- _ASSIGNMENT_: The number of lines below that contain the word "position" is all that the answer should hold.

☆ ☆ ☆ ☆ ☆ ☆ ☆

PR #2747, opened 2021-05-28
parse with antlr

mck1117:
This change does:
- add antlr libs/ant target
- add grammar for rusEFI config txt file
- add parse tree walker to convert parsed tree to intermediate representation (from which we can generate ts/c++ structs/etc) (mostly in `ParseState.java`)
- minor fixes to `rusefi_configuration.txt`
- Run parsing on config generator, but don't actually use result (just check that the grammar is valid for now)


mck1117:
Yaml is just hilariously verbose.

For example, the line
`angle_t[IGNITION_PIN_COUNT iterate] timing_offset_cylinder;per-cylinder timing correction;"deg", 1, 0, -720, 720, 1`
might turn in to
```
- name: timing_offset_cylinder
  type: angle_t
  array: IGNITION_PIN_COUNT
  iterate: yes
  min: -720
  max: 720
  comment: "per cylinder timing correction"
  units: "deg"
  digits: 1
  scale: 1
  offset: 0
```

Eleven lines up from one line.  If every line increased by a factor of 10 like that, the config file would be 20000 lines long.

mck1117:
Another benefit is that this grammar is actually quite a bit smarter than the old one was - it doesn't read the suffix on fields as a string, but actually parses out the numbers, and can even do math in those fields.  You could make the offset value `MY_DEFINE * 2 + 1` and it will actually evaluate the value.

rusefillc:
OK, we have an argument for current custom funny format

why do we want to change the implementation from own code to external framework?

.github/workflows/build-rusEFI-console.yaml
```diff
@@ -20,6 +20,10 @@ jobs:
       - name: Install Tools
         run: sudo apt-get install ncftp
 
+      - name: Generate Java (Antlr)
+        working-directory: ./java_tools/configuration_definition
```
rusefillc, line 24: is "./" providing any value here?

firmware/integration/rusefi_config.txt
```diff
@@ -1954,7 +1954,7 @@ end_struct
 #define ENGINE_SNIFFER_UNIT_US 10
 
 ! These commands are used exclusively by the rusEfi console
-#define TS_TEST_COMMAND 't' // 0x74
```
rusefillc, line 1957: this change removes a valuable in my opinion comment. please do not remove the valuable in my opinion comment

.github/workflows/build-rusEFI-console.yaml
mck1117: Yes.  `./` forces it to look in the current directory, instead of looking in `$PATH`.

firmware/integration/rusefi_config.txt
mck1117: we never refer to this by anything other than char value `'t'`, but ok

.github/workflows/build-rusEFI-console.yaml
rusefillc: TIL thank you

PR #2750, opened 2021-05-28
Flash fix erase check

dron0gus:


rusefillc:
It was already a lot of magic and now we are replacing it, is it worth adding more code comments?

mck1117 (approved):

Issue #4477, opened 2022-08-23
ECU does not fire inj/ign correctly after swapping settings 3A92


ElDominio:
I use one 4chan ECU for:
1) Honda B20 (running a modified 24-1 modified trigger)
2) Mitsubishi 3A92 3 cylinder

When I moved the ECU from 3A92 to B20, injector 4 did not fire until i updated firmware (dk what this has to do with it)

Then, I swapped back to 3A92,  and now coil 3 does not fire (shows on RusEFI console that Coil3 is not being commanded to fire)

Logs and tune at
https://rusefi.com/online/view.php?log=996

mck1117:
snip of rusefi console?

please include all the information you can about an issue

ElDominio:
![image](https://user-images.githubusercontent.com/5685108/186282121-a6ef778b-7e8c-47d7-8775-c32415e5ea07.png)

mck1117:
I don't understand your trigger configuration

![image](https://user-images.githubusercontent.com/568254/186282610-d30670eb-8669-4f03-83a6-3666430fd0e2.png)

![image](https://user-images.githubusercontent.com/568254/186282640-2fe8ef58-91ef-43e4-a925-8befbbfc5db6.png)

Does this engine have vvt? Even if not, the "first" cam must always be in the spot labeled "intake cam". But you have no cam inputs configured at all?

mck1117:
There is a real bug here though, we're trying to do wasted spark on an odd-cylinder engine which doesn't really work properly right now.

mck1117:
For now you should set "Require cam/VVT sync for ignition" to `true`

ElDominio:
It does have VVT, and it is only on the exhaust cam, and only has that cam sensor. Intake has no sensor.

It did run correctly before with these settings, quite well in fact https://youtu.be/XcJ1Yui71R4 haha

I'll swap those settings and report back once I can (just stored the car)

mck1117:
Ok, well, the cam input set as secondary is never correct for this setup.

mck1117:
see also #4195

ElDominio:
Will try to test this on Thursday

ElDominio:
Not working, now it doesn't start since both coils 1 and 3 fire at the same time

log and tune: https://rusefi.com/online/view.php?log=1019

console snip: 
![image](https://user-images.githubusercontent.com/5685108/188017483-4e2f0dce-3783-439e-86ff-aed73b98f998.png)

[...]

PR #4537, opened 2022-09-05
Engine Sniffer into TS data logs fix #4535

### LINKED ISSUE #4535: Engine Sniffer into TS data logs
We have amazing data rate, let's dump injector and coil state right into data logs

rusefillc:
image

We can see logic state of coils and injectors in MLV

I belive that would help troubleshoot stuff like #4477

### DIFF
--- a/firmware/controllers/engine_cycle/main_trigger_callback.cpp
+++ b/firmware/controllers/engine_cycle/main_trigger_callback.cpp
@@ -114,6 +114,44 @@ void turnInjectionPinHigh(InjectionEvent *event) {
 	}
 }
 
+void InjectorOutputPin::setHigh() {
+    NamedOutputPin::setHigh();
+	// this is NASTY but what's the better option? bytes? At cost of 22 extra bytes in output status packet?
+	switch (injectorIndex) {
+	case 0:
+		engine->outputChannels.injectorState1 = true;
+		break;
+	case 1:
+		engine->outputChannels.injectorState2 = true;
+		break;
+	case 2:
+		engine->outputChannels.injectorState3 = true;
+		break;
+	case 3:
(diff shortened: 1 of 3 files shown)


rusefillc:
@mck1117 polymorphism or not?

@mck1117 horrible switch with bits or byte array?

mck1117:
wait, what? what's the goal here?

rusefillc:
@mck1117 description updated

mck1117:
what does `polymorphism or not` mean?

rusefillc:
@mck1117 are concurned about making setHigh/setLow virtual and ending up with runtime lookup tables?

mck1117:
> horrible switch with bits or byte array?

As I think I mentioned once before, this is _technically_ unsafe (BUT). Bit operations aren't atomic on any architecture I know of (you have to read, modify, write), while operations to different bytes (even adjacent bytes) are.  However, this should be OK since everything touching these bits (injection, ignition) are running at the same interrupt priority, plus it's not "critical" data but instead "nice to have" data.

I think byte array is overkill, and unfortunately C++ doesn't let you index arrays of bits like it does an array of bytes, so switch it is.

mck1117:
> are concurned about making setHigh/setLow virtual and ending up with runtime lookup tables?

They may not need to be virtual at all. Everyone that calls these is calling an `InjectorOutputPin` or `InjectorOutputPin`, not a `NamedOutputPin`. So we could add `setHighAndReport` or something for injection/ignition to call that have this extra reporting bolted on, with no virtual call required.

rusefillc:
@mck1117 obviously virtual could be avoided easily

question is if we WANT virtual for OOP or else, or if we want to AVOID virtual for CPU costs or else.

Issue #4529, opened 2022-09-05
All hard cuts (boost cut especially) should have hysterisis


ElDominio:
Client is riding the boost cut limit, making it activate/deactive very slightly on the top end. Example here:
https://rusefi.com/online/view.php?log=1028

ECU should disable injection for an amount (user configurable) of boost before enabling again, as to reduce confusion of misfire vs actual cut

mck1117:
yeah I hit the same thing the other day where I was getting very "buzzy" boost cut due to rapidly cycling on/off

mck1117:
TODO after #4541: do we care about configurable hysteresis, or is fixed fine?

ElDominio:
I always say configurable cause a 10kpa hysteresis on a car that make 150kpa total is not the same as 10kpa on a car that makes 300

ElDominio:
Sstill relevant

ElDominio:
STILL RELEVANT

ElDominio:
![image](https://user-images.githubusercontent.com/5685108/230741663-2c84793c-2a2f-475b-b3b3-2a0250ed548b.png)

in area
https://rusefi.com/online/view.php?msq=1438&dialog=limitsAndFallback

![image](https://user-images.githubusercontent.com/5685108/230741686-0546974b-6b4f-46be-bd81-f32a944e15c0.png)


A delay would be nice too but that's another separate ticket lol

rusefillc:
@ElDominio poke?

PR #4541, opened 2022-09-05
add hysteresis to limp rpm, boost, injector duty

mck1117:
Add hysteresis to force the driver to back off, and maybe save components.

#4529


rusefillc:
@mck1117 please changelog

PR #4547, opened 2022-09-07
only report vvt position if we have full sync

### LINKED ISSUE #4546: Non-first VVT inaccuracy if engine not synchronized yet
We need to not report VVT position until the primary trigger has full (ie, disambiguated) sync. Otherwise, we may get bogus cam position readings for other cams that do not contribute to engine sync.

mck1117:
fix #4546


rusefillc:
any test? maybe simplest one to implement would be one of real recordings processing tests?

mck1117:
Well - it's already kind of tested by some existing tests that ensure we didn't break vvt 1 intake.

But yes, it is worth testing other cams too.

mck1117:
OK - now it's tested. Nissan test now uses both cams as the sync cam, and in case of the second cam (the new case), the test fails without the new check added.

PR #4549, opened 2022-09-08
huh? dead code? how can we get NAN from eventAngles table?

rusefillc:


mck1117:
assertion failure is good enough for me, shouldn't have NAN there.

PR #4568, opened 2022-09-12
tle8888 dead code

dron0gus:


rusefillc:
oh nice that this hack is dead!

@dron0gus can you please PR some comments on somewhere in the code in terms of which place/thread/else does TLE8888 init loop if we first power stm32 with USB and only later power on 8888?

PR #4575, opened 2022-09-13
digital_input: check for valid callback not name!

dron0gus:


rusefillc:
lol :)

mck1117:
Look up in `efiExtiEnablePin`, you need to change the order that fields are assigned if you want to do this. Name was assigned last, so everything else was guaranteed valid if name was set.

PR #4592, opened 2022-09-19
add fuel/spark cut codes to TS indicators

mck1117:
Indicators now show the actual spark/fuel cut reason, not just that its cut. That also means we no longer need to actually send the bit of "cut" vs "not cut", since that logic can be in TS instead of copying bits around on the ECU.


mck1117:
No cut:
image
Cut:
image

PR #4597, opened 2022-09-20
terrible horrible typo

mck1117:
Horrible terrible typo that causes `someSortOfTriggerError` to get stuck `true` forever after an error.


rusefillc:
I cannot think of better names but it looks like something is not ideal with method naming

☆ ☆ ☆ ☆ ☆ ☆ ☆

- _WRITTEN RESPONSE_: 2